Assignment >> Look through the data below and, wherever a line carries the word "error", please copy that line.

Records supplied >>
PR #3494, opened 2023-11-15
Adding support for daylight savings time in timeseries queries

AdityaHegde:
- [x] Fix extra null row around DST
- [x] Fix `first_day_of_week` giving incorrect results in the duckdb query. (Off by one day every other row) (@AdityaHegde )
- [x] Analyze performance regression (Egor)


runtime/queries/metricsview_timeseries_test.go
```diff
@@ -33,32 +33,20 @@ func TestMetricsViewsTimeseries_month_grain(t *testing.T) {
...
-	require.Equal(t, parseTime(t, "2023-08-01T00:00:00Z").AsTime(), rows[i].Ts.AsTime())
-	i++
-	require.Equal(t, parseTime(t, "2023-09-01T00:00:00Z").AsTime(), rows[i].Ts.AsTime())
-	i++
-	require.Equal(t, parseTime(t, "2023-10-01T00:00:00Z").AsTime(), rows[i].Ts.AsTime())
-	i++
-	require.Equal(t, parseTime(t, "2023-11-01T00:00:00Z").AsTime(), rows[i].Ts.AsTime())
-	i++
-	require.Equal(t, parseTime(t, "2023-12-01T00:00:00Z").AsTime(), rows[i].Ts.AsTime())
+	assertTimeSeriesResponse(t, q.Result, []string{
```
---
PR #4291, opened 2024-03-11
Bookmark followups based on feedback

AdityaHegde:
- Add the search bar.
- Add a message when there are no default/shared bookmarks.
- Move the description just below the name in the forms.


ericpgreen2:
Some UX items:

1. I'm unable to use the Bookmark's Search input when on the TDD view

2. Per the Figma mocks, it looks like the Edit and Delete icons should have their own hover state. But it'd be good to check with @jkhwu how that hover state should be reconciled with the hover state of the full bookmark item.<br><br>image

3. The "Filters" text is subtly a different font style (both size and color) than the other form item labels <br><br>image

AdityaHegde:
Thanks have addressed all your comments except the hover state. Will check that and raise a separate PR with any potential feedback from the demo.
---
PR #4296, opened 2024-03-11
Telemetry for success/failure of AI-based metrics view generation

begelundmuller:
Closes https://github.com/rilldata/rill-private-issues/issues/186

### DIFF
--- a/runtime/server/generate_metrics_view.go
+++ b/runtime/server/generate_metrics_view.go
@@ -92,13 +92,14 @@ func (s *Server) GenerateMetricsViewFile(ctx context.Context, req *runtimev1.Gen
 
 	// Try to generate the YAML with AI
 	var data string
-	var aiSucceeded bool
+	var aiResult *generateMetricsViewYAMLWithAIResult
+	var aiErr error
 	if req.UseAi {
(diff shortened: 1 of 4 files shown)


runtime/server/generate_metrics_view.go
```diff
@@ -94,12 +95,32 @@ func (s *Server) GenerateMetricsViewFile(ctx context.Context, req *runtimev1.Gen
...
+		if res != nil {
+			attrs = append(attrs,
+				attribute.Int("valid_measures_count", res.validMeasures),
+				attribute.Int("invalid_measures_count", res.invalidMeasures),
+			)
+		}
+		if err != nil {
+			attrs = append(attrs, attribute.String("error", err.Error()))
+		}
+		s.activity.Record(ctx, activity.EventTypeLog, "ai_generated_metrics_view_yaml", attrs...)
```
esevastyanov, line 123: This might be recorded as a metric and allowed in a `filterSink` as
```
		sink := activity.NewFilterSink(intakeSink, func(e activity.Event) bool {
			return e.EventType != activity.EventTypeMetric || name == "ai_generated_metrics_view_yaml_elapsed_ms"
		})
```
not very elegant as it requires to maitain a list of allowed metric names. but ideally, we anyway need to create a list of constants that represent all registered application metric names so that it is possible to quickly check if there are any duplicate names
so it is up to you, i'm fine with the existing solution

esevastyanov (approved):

Worked solution >>
+	var aiErr error
+			attrs = append(attrs, attribute.String("error", err.Error()))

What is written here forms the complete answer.